— Required work —
All of the data, from the first line to the last, should be reproduced without alteration.

— Provided data —
▬▬▬▬▬▬
PR #3496, opened 2019-02-14
[Spree Upgrade] Remove allow_backorders from product stock verification

### LINKED ISSUE #2886: [Spree Upgrade] Replace usage of Config:allow_backorders with product.on_demand
We need to replace all occurrences of Spree::Config::allow_backorders related to products with product.on_demand.
This happens in app/helpers/add_to_cart_helper.rb

luisramos0:
#### What? Why?

Closes #2886 

This can be done because product.has_stock? already uses product.on_demand and in v2 allow_backorders becomes on_demand.

#### What should we test?
The build looks good, but it's not green yet.

### DIFF
--- a/app/helpers/add_to_cart_helper.rb
+++ b/app/helpers/add_to_cart_helper.rb
@@ -1,8 +1,4 @@
 module AddToCartHelper
-  def product_out_of_stock
-    !@product.has_stock? && !Spree::Config[:allow_backorders]
-  end
-
   def distributor_available_for?(order, product)
     DistributionChangeValidator.new(order).distributor_available_for?(product)
   end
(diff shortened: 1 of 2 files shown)


sauloperez:
:clap:

luisramos0:
I was planning to add more stuff to this PR but I ended up creating other PRs targeting master. This is ready for review.

luisramos0:
rebased for a green build.

mkllnk:
Which Spree upgrade branches are going to be tested and which ones are merged straight away?

luisramos0:
I think we should keep merging straight away until we get to a point where it makes sense to start collecting feedback from individual PRs. Right now we only want overall feedback.

I also think we need to go through ALL the upgrade PRs merged so far and make a list of things that we need to verify. This list can then be passed to testers for validation. Maybe all devs involved should do similar exercise of thinking: "what is it that we need to validate that auto tests may not be validating?"

what do you think is the best approach @mkllnk ?

mkllnk:
Sounds good. We don't need to do testing while we know that there is a lot broken.

PR #3505, opened 2019-02-15
Adapt scope_variant_to_hub to new VO rules where on_demand=nil means use_producer_settings

luisramos0:
#### What? Why?

This is the continuation of #3198 where on_demand nil became explicitly use_producer_settings.
I specially like the new variant_override.stock_overridden? method where this rule becomes explicit.

#### What should we test?
We need to test inventory and possible scenarios where count_on_hand in the inventory is used when the use_producer_settings is set.

#### Release notes
Changelog Category: Changed
Inventory rules are now more strict about using producer settings in inventory where stock levels are always ignored.

This was detected as part of the spree upgrade when verifying inventory logic in v2. It is related to upcoming PR #3504

### DIFF
--- a/app/models/variant_override.rb
+++ b/app/models/variant_override.rb
@@ -62,6 +62,10 @@ class VariantOverride < ActiveRecord::Base
     count_on_hand.present?
   end
 
+  def use_producer_settings?
+    on_demand.nil?
+  end
+
   def decrement_stock!(quantity)
     if stock_overridden?
       decrement! :count_on_hand, quantity
--- a/app/models/variant_override.rb
+++ b/app/models/variant_override.rb
@@ -57,7 +57,7 @@ class VariantOverride < ActiveRecord::Base
   end
 
   def stock_overridden?
-    count_on_hand.present?
+    on_demand == false && count_on_hand.present?
   end
 
   def decrement_stock!(quantity)
--- a/app/models/variant_override.rb
+++ b/app/models/variant_override.rb
@@ -62,7 +62,7 @@ class VariantOverride < ActiveRecord::Base
     count_on_hand.present?
   end
 
-  def use_producer_settings?
+  def use_producer_stock_settings?
     on_demand.nil?
   end
 
--- a/app/models/variant_override.rb
+++ b/app/models/variant_override.rb
@@ -57,7 +57,9 @@ class VariantOverride < ActiveRecord::Base
   end
 
   def stock_overridden?
-    on_demand == false && count_on_hand.present?
+    # If count_on_hand is present, it means on_demand is false
+    #   See StockSettingsOverrideValidation for details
▬▬▬▬▬▬
— Result —
PR #3496, opened 2019-02-14
[Spree Upgrade] Remove allow_backorders from product stock verification

### LINKED ISSUE #2886: [Spree Upgrade] Replace usage of Config:allow_backorders with product.on_demand
We need to replace all occurrences of Spree::Config::allow_backorders related to products with product.on_demand.
This happens in app/helpers/add_to_cart_helper.rb

luisramos0:
#### What? Why?

Closes #2886 

This can be done because product.has_stock? already uses product.on_demand and in v2 allow_backorders becomes on_demand.

#### What should we test?
The build looks good, but it's not green yet.

### DIFF
--- a/app/helpers/add_to_cart_helper.rb
+++ b/app/helpers/add_to_cart_helper.rb
@@ -1,8 +1,4 @@
 module AddToCartHelper
-  def product_out_of_stock
-    !@product.has_stock? && !Spree::Config[:allow_backorders]
-  end
-
   def distributor_available_for?(order, product)
     DistributionChangeValidator.new(order).distributor_available_for?(product)
   end
(diff shortened: 1 of 2 files shown)


sauloperez:
:clap:

luisramos0:
I was planning to add more stuff to this PR but I ended up creating other PRs targeting master. This is ready for review.

luisramos0:
rebased for a green build.

mkllnk:
Which Spree upgrade branches are going to be tested and which ones are merged straight away?

luisramos0:
I think we should keep merging straight away until we get to a point where it makes sense to start collecting feedback from individual PRs. Right now we only want overall feedback.

I also think we need to go through ALL the upgrade PRs merged so far and make a list of things that we need to verify. This list can then be passed to testers for validation. Maybe all devs involved should do similar exercise of thinking: "what is it that we need to validate that auto tests may not be validating?"

what do you think is the best approach @mkllnk ?

mkllnk:
Sounds good. We don't need to do testing while we know that there is a lot broken.

PR #3505, opened 2019-02-15
Adapt scope_variant_to_hub to new VO rules where on_demand=nil means use_producer_settings

luisramos0:
#### What? Why?

This is the continuation of #3198 where on_demand nil became explicitly use_producer_settings.
I specially like the new variant_override.stock_overridden? method where this rule becomes explicit.

#### What should we test?
We need to test inventory and possible scenarios where count_on_hand in the inventory is used when the use_producer_settings is set.

#### Release notes
Changelog Category: Changed
Inventory rules are now more strict about using producer settings in inventory where stock levels are always ignored.

This was detected as part of the spree upgrade when verifying inventory logic in v2. It is related to upcoming PR #3504

### DIFF
--- a/app/models/variant_override.rb
+++ b/app/models/variant_override.rb
@@ -62,6 +62,10 @@ class VariantOverride < ActiveRecord::Base
     count_on_hand.present?
   end
 
+  def use_producer_settings?
+    on_demand.nil?
+  end
+
   def decrement_stock!(quantity)
     if stock_overridden?
       decrement! :count_on_hand, quantity
--- a/app/models/variant_override.rb
+++ b/app/models/variant_override.rb
@@ -57,7 +57,7 @@ class VariantOverride < ActiveRecord::Base
   end
 
   def stock_overridden?
-    count_on_hand.present?
+    on_demand == false && count_on_hand.present?
   end
 
   def decrement_stock!(quantity)
--- a/app/models/variant_override.rb
+++ b/app/models/variant_override.rb
@@ -62,7 +62,7 @@ class VariantOverride < ActiveRecord::Base
     count_on_hand.present?
   end
 
-  def use_producer_settings?
+  def use_producer_stock_settings?
     on_demand.nil?
   end
 
--- a/app/models/variant_override.rb
+++ b/app/models/variant_override.rb
@@ -57,7 +57,9 @@ class VariantOverride < ActiveRecord::Base
   end
 
   def stock_overridden?
-    on_demand == false && count_on_hand.present?
+    # If count_on_hand is present, it means on_demand is false
+    #   See StockSettingsOverrideValidation for details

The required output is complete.